Вот еще раз собор как зверь (поглотивший здесь Клода Фролло):
«Он бросился бежать по церкви. Но ему почудилось, что храм заколебался, зашевелился, задвигался, ожил, что каждая толстая колонна превратилась в громадную лапу, которая топала по полу своей каменной ступней, что весь гигантский собор превратился в сказочного слона, который пыхтя переступал своими колоннами-ногами, с двумя башнями вместо хобота и с огромной черной драпировкой вместо попоны».

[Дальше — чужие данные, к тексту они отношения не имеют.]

PR #883, opened 2018-01-26
RFC: make retrieveExtensionMetadata public, accept QVariantMap?

ihnorton:
Follow-up to https://github.com/Slicer/Slicer/pull/863#issuecomment-358000228 before I forget:

I noticed that qRestAPI::Parameters is just a QMap<string,string> typedef, so #883 could be reworked for more general use. Then the parameter is automatically wrapped for auto-conversion from a Python dict, and we could use it from Python to query arbitrary metadata combinations instead of only extension-by-name (for example to simplify the Midas query implementation in ExtensionStats).

- [ ] **One question though**: should we add an API to return an array if there are multiple results? Right now there are internal checks whether more than one result was returned from the query, in which case the function just returns an empty dict.

### DIFF
--- a/Base/QTCore/qSlicerExtensionsManagerModel.cxx
+++ b/Base/QTCore/qSlicerExtensionsManagerModel.cxx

«Дорога» – это, как известно, неореализм. Что такое неореализм? Это когда всю дорогу идет сплошной реализм, а затем, на каком-то повороте (точнее, на повторе) вдруг понимаешь: это символизм.[128] Когда Дзампано в начале фильма рвет цепь и говорит свои слова, в этом нет никакого символизма, это ничего не значит. А когда это происходит в конце фильма – вдруг значит. Не сразу символизм, а потом. И перед человеком раскрывается книга его жизни. Море в конце фильма как раз и есть такая книга жизни для героя. Как сказано у Гёте: «И отражает смысл великий прошлых дней». Дзампано смотрит на море – и видит, и постигает всю свою жизнь. У Новалиса и Уэллса – фантастика, у Феллини – то же самое, та же фантастика, та же сказка – но в самой жизни.
Жрецы древности читали (или пытались читать) книгу жизни при помощи гадания: по внутренностям жертвы, по трещинам на панцире черепахи. И разрезанная жертва, и растрескавшийся на жертвенном огне черепаший панцирь, и море в фильме Феллини – это мифический зверь (поедающий и поедаемый, расчленяющий и расчленяемый), через которого проходит герой, обретая способность читать «приметы».
Это китайская запись предсказаний на панцире черепахи. Здесь хорошо видно, что это и книга (текст), и мифический зверь, «первооснова жизни». Сравните со строками поэмы Лермонтова «Мцыри»:
- ………………Лишь змея,
- Сухим бурьяном шелестя,
- Сверкая желтою спиной,
- Как будто надписью златой
- Покрытый донизу клинок,
- Браздя рассыпчатый песок.
- Скользила бережно, потом,
- Играя, нежася на нем,
- Тройным свивалася кольцом…
Или с тем, что рассказывает Мелвилл в главе романа, посвященной китовой коже:
«Открытая взорам поверхность туши живого кашалота является одним из многих его чудес. Она почти всегда бывает густо испещрена бесчисленными косо перекрещенными прямыми полосами, вроде тех, что мы видим на первоклассных итальянских штриховых гравюрах. Но линии эти идут не по упомянутому выше желатиновому слою, они просвечивают сквозь него, нанесенные прямо на тело. И это еще не все. Иногда быстрый внимательный взгляд открывает, совершенно как на настоящей гравюре, сквозь штриховку какие-то другие очертания. Очертания эти иероглифичны; я хочу сказать, если загадочные узоры на стенах пирамид называются иероглифами, то это и есть самое подходящее тут слово. Я прекрасно запомнил иероглифическую надпись на одном кашалоте и впоследствии был просто потрясен, когда нашел ее как-то на картинке, воспроизводящей древнеиндейские письмена, высеченные на знаменитых иероглифических скалах Верхней Миссисипи. Подобно этим загадочным камням, загадочно расписанный кит по сей день остается нерасшифрованным».